Wednesday, June 1, 2011

when you fucked up.

So I work at an after-school program, I am in charge of the cooking club and teach middle school kids how to cook and not burn themselves. It was an ordinary day, the middle school girls act like rebels and run off to see some boy and forget what they signed up for. Well today this little 7th grade girl had to get her shit together.

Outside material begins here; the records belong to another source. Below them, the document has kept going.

PR #62, opened 2023-09-20
Add prefer match file name

DenisBogatirov:


lint_test/prefer_match_file_name_test.dart
```diff
@@ -0,0 +1,17 @@
+// ignore_for_file: unused_element, unused_field
+
+/// Check the `prefer-match-file-name` rule
+class _AnotherPrivateClass {}
+
+class PreferMatchFileNameTest {}
```
yurii-prykhodko-solid, line 6: Should be a lint here.
```suggestion
// expect_lint: prefer-match-file-name
class PreferMatchFileNameTest {}
```

DenisBogatirov: It matches file name. 
Original rule from DCM ignores private declarations and checks only first public declaration

yurii-prykhodko-solid: Ah, my bad.

lint_test/prefer_match_file_name_test.dart
```diff
@@ -0,0 +1,18 @@
+// ignore_for_file: unused_element, unused_field
+
+/// Check the `prefer-match-file-name` rule
+class _AnotherPrivateClass {}
+
+// expect_lint: prefer-match-file-name
```
yurii-prykhodko-solid, line 6:
```suggestion
```

yurii-prykhodko-solid (approved):
LGTM

PR #67, opened 2023-11-10
Fix avoid_unused_parameters false reporting

### LINKED ISSUE #64: avoid-unused-parameters false-reports when parameter is used in constructor
image

solid-vovabeloded:
Closes #64


yurii-prykhodko-solid (approved):
Looks good!

PR #78, opened 2023-11-20
Set default severity level to warning

solid-vovabeloded:
Changes the default severity level of custom lints to warning.


illia-romanenko (approved):
LGTM

PR #84, opened 2023-11-22
Simpler member ordering

yurii-prykhodko-solid:


lib/analysis_options.yaml
```diff
@@ -63,23 +63,11 @@ custom_lint:
...
-        - static_fields
-        - static_methods
-        - public_fields
-        - private_fields
-        - constructors
-        - public_methods
-        - private_methods
         - init_state_method
         - build_method
         - did_change_dependencies_method
```
illia-romanenko, line 73: we also had deactivate in the list, should we add it here?

illia-romanenko (approved):
Looks good - one minor thing added let me know if we don't need it for some reason.

PR #85, opened 2023-11-22
Fix function_lines_of_code

yurii-prykhodko-solid:
Fixes `all` declarations being line-counted and linted.


illia-romanenko (approved):
LGTM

I have a sixth-grade handicap student in my club, he is very insecure when he is not around his seventh-grade sister. Today his sister decides to leave her brother with her friend. Turns out her friend leaves her little brother alone, so he scrambles frantically to look for her. So I follow him, I stop him and ask him where is he going? "To look for my sister" he says sobbing in tears. His sister notices us looking for her so she decides to walk up to us and quickly looks for an excuse, "it's cuz my friend pulled me away and I had to leave him alone so I can go with her and her boyfriend" I tell her, "Bullshit, you know you're not supposed to be there, look at your brother and how scared he is, i cant afford him to be uncomfortable because it can hurt him, if that girl is really your friend then she should understand that you have priorities." So she put her head down and said nothing. "Your brother needs you right now, because he looks up to you." So she nodded her head, took her brother, and left with her ride.

As I was walking back to my lil' kitchen. I thought about how he must have felt, even though he knew where she was, he looked scared, worried, and afraid. I then thought about my younger brothers and sisters. I asked myself if I have always been the big brother they needed, as I looked back I wasn't. Thinking back now I was a selfish asshole, I thought of myself and rarely did I include them in anything.

About a few weekends ago, my cousins, brother and I come back from a party and we were drunk. Sobering up at my cousins house, my brother decides to vent "Joel, you're a fuck up, you're a dick, I need a fucking brother, you're worth shit to me, you're never there for me! I'm your fucking brother man! you fucked up!" When I heard his words I sobered up. He continued when I was in the third grade, I had a friend over who threw his piggy bank money all over the floor, he looked at me for help but I didn't do anything. He held that against me for that long and he has every right to. I didn't do shit about it. The day after he apologized, he didn't have to, I knew that I deserved it.

I don't have an excuse for the way i treated them, I was breaking him for money, for his stuff, Iwas the worst class older brother. Once realising this, I started to tear up. I'm not gonna lie assholes i fucking cried. I had this feeling that I killed something, it was their trust. "Get the f- Get out of the way!" I told the students surrounding me. I couldn't handle it, I love my brothers and sisters so much I can't believe I was doing that to them.

I know that I can't go back an expect them to forgive me, especially my brother.

So what now. What do we do when we know we fucked up? I have a trail of shit behind me that I tried cleaning up, but shit still stinks.

I know now, what I need to do, who I need to be, but i can't expect miracles. I can just pray for time.